The non-state aspect of cyber warfare is another potential problem for the formulation of a cyber strategy, and raises a host of questions: What, if anything, should be done to third parties who sell cyber weapons to enemies of the United States who then use them in an attack? Should U.S. companies which develop such weapons be subject to export controls in the same way that other weapons or nuclear materials are? How would controls work with privacy and copyright laws, since the details of a given piece of software needed for an export control determination could also be used to negate the effects of that software?
Cyber warfare might also have direct implications for nuclear policy. For instance, if a cyber attack targeted a nuclear facility, what should the response be? If the effects of the attack were serious enough, could it be considered a nuclear attack, thereby inviting a nuclear strike in retaliation?

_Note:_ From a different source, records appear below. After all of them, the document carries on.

PR #1883, opened 2026-01-16
fix: send priming event in GET handler to prevent hang

wukai9203:
## Problem

GET requests to `/mcp` endpoint hang indefinitely when using `streamable_http_app()`.

Related issue in FastMCP: jlowin/fastmcp#532

## Root Cause

The `_handle_get_request` method's `standalone_sse_writer` function doesn't send a priming event before entering the message loop, unlike the POST handler which calls `_maybe_send_priming_event()` at line 592.

This causes the SSE writer to block waiting for messages that may never arrive, making the GET request appear to hang.

## Solution

Send an event immediately after establishing the SSE connection in `standalone_sse_writer()`:

1. **With event_store and protocol >= 2025-11-25**: Send proper priming event via `_maybe_send_priming_event()` (for SSE resumability support)
2. **Without event_store or older protocol**: Send a simple `{"event": "open", "data": ""}` event to confirm connection is established

Additional fixes:
- Add `anyio.ClosedResourceError` handling for clean shutdown when `close_standalone_sse_stream()` is called
- Store SSE writer reference so `close_standalone_sse_stream()` can properly close it

## Testing

- Added test case `test_get_request_receives_priming_event_with_event_store` to verify the fix
- Manually tested with curl and verified GET requests return immediately:
  ```bash
  # Before fix: hangs indefinitely
  # After fix: returns "event: open\ndata: \n\n" immediately
  curl -N http://localhost:8003/mcp \
    -H "Accept: text/event-stream" \
    -H "mcp-session-id: <session_id>"
  ```

## Checklist

- [x] Code follows project style guidelines
- [x] Tests added for the fix
- [x] Manually tested the fix with FastMCP integration

### DIFF
--- a/src/mcp/server/streamable_http.py
+++ b/src/mcp/server/streamable_http.py
@@ -706,6 +706,12 @@ class StreamableHTTPServerTransport:
         # Create SSE stream
         sse_stream_writer, sse_stream_reader = anyio.create_memory_object_stream[dict[str, str]](0)
 
+        # Store writer reference so close_standalone_sse_stream() can close it
+        self._sse_stream_writers[GET_STREAM_KEY] = sse_stream_writer
+
+        # Get protocol version from header for priming event decision
+        protocol_version = request.headers.get(MCP_PROTOCOL_VERSION_HEADER, DEFAULT_NEGOTIATED_VERSION)
+
         async def standalone_sse_writer():
             try:
                 # Create a standalone message stream for server-initiated messages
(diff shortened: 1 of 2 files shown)


maxisbey:
Thanks for looking into this! Per our [contributing guidelines](https://github.com/modelcontextprotocol/python-sdk/blob/main/CONTRIBUTING.md), all PRs require a corresponding issue. Could you open an issue with a minimal reproduction so we can validate the problem first?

These are the sorts of questions which an effective U.S. cyber strategy must seek to answer.
Developments in the cyber realm have been described variously by observers as a new arms race, as potential acts of war, and as a new “Code War” in place of the old Cold War. All of these epithets evoke the language of nuclear weapons and the rivalry between the two nuclear-armed superpowers. However, despite the similarities being drawn and the useful conceptual comparisons, the challenges posed by cyber warfare are quite different from those faced by the U.S. in the early years of the Cold War, and any cyber strategy should reflect this. One nevertheless does hope that the emerging realm of cyber warfare can be managed among the various participants as well as nuclear weapons have been for the past 60 years.